### TASK TO CARRY OUT
Once the line containing "- Use sodaCoreCheckIdentities" is found in the entries below, reproduce it and every line after it, stopping at and including the line containing "Change looks good, but"; reproduce nothing else, and keep each line exact.

### Records from a data collection
Segment Open

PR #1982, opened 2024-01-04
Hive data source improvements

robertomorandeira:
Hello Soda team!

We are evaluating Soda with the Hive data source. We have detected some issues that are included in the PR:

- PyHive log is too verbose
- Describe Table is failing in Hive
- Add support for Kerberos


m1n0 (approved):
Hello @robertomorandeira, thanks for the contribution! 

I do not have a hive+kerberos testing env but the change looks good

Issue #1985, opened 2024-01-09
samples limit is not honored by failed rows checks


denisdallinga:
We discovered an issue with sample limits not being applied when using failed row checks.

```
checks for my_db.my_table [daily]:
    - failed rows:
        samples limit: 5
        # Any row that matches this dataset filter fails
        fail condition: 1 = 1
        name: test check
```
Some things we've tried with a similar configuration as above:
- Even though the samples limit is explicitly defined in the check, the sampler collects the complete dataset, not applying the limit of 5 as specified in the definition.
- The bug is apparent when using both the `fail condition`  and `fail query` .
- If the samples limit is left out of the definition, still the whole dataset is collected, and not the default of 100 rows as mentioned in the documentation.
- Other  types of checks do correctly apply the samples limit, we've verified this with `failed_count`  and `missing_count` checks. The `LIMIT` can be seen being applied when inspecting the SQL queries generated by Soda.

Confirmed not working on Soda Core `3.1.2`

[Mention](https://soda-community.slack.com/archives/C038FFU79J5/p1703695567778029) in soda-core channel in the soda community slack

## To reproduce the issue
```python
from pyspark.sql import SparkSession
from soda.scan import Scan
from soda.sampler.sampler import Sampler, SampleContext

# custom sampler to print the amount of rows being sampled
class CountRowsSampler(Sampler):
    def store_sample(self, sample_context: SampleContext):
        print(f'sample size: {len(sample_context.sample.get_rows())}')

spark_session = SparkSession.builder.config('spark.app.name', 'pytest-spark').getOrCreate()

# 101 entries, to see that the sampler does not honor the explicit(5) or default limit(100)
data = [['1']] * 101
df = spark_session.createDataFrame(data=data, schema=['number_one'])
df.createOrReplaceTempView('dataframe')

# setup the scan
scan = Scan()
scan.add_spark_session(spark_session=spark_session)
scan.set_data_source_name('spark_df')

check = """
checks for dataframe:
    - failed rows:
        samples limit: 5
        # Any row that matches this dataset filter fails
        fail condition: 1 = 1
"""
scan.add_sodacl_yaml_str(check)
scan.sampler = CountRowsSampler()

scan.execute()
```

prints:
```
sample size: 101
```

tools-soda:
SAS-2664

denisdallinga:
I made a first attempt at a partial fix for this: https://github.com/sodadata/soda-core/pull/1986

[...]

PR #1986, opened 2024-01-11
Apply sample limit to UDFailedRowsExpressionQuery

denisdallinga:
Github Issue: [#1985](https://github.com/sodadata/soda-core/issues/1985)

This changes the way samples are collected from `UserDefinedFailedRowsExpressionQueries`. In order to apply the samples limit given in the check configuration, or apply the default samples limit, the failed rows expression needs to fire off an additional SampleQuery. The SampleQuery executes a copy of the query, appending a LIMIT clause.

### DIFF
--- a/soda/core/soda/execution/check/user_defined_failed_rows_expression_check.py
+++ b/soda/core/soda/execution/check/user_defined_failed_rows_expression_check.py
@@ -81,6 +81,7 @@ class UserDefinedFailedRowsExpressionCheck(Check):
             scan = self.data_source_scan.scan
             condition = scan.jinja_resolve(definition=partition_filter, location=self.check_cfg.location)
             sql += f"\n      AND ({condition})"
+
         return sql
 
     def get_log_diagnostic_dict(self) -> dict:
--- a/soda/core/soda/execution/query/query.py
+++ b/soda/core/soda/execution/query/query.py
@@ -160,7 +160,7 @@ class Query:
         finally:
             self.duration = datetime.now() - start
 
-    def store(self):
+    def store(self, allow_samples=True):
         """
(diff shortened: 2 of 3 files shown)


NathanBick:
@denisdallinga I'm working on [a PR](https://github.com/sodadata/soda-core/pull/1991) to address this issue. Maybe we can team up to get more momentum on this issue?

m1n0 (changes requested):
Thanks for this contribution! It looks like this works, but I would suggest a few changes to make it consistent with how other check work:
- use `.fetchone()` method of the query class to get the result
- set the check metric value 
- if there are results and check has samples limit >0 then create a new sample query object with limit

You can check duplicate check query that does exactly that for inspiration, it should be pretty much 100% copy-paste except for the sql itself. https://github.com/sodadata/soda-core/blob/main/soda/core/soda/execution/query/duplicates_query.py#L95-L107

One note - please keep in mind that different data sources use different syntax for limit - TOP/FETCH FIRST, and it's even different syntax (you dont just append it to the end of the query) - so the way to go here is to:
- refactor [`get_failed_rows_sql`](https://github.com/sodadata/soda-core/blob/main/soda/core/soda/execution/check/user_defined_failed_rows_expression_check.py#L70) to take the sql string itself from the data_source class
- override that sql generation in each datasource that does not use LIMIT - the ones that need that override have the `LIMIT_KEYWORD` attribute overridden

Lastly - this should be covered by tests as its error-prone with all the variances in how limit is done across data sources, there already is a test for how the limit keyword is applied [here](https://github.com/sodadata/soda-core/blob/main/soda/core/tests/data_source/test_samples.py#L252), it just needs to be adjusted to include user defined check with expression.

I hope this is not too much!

Segment Closed
Segment Open

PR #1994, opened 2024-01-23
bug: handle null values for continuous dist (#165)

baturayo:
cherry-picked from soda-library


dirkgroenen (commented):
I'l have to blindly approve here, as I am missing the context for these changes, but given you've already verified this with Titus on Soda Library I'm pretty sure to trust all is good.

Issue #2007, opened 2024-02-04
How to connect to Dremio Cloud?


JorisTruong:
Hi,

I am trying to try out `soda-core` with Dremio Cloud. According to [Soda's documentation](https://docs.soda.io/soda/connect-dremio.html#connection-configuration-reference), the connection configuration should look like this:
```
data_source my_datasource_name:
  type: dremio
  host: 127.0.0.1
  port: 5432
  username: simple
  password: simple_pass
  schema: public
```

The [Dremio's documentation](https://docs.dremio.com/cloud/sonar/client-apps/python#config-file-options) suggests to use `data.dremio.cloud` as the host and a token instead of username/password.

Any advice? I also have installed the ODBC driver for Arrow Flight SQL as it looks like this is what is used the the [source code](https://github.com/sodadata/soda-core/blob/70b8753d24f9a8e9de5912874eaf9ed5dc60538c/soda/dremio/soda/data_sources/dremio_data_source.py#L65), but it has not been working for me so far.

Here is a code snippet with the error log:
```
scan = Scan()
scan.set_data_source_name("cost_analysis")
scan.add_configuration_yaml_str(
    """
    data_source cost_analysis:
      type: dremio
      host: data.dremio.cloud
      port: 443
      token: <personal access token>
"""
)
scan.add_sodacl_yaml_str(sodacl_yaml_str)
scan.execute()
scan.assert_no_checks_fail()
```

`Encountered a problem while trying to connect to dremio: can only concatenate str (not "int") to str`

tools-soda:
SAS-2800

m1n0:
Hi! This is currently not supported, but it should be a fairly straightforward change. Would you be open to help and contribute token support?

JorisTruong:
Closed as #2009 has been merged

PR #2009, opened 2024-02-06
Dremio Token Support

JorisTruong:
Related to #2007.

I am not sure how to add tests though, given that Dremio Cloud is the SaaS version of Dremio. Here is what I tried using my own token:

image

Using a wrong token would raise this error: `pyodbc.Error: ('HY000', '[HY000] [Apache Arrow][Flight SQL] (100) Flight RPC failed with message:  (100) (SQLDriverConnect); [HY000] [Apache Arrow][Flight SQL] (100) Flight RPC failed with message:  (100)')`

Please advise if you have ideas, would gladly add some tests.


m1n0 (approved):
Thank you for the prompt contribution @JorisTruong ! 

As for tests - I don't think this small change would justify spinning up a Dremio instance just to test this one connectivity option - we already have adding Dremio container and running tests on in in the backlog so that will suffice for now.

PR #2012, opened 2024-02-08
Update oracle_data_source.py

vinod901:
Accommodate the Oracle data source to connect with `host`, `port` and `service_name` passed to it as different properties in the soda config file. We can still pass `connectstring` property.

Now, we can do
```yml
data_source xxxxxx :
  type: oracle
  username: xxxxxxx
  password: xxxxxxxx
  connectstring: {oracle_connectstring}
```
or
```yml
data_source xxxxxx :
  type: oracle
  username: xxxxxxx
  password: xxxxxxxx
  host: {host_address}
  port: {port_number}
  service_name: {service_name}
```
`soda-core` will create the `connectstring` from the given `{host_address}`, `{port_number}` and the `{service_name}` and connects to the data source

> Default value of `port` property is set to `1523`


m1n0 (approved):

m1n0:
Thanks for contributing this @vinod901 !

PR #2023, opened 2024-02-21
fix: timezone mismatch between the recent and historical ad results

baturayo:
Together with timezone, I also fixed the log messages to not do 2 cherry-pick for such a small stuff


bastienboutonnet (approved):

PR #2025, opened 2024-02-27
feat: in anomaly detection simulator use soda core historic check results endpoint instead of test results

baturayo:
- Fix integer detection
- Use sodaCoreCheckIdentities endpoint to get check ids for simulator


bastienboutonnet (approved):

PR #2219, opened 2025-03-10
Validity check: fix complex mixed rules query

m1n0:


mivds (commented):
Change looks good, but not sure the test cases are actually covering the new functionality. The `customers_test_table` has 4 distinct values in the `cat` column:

Segment Closed

### SOLUTION TO THIS PROBLEM
- Use sodaCoreCheckIdentities endpoint to get check ids for simulator


bastienboutonnet (approved):

PR #2219, opened 2025-03-10
Validity check: fix complex mixed rules query

m1n0:


mivds (commented):
Change looks good, but not sure the test cases are actually covering the new functionality. The `customers_test_table` has 4 distinct values in the `cat` column:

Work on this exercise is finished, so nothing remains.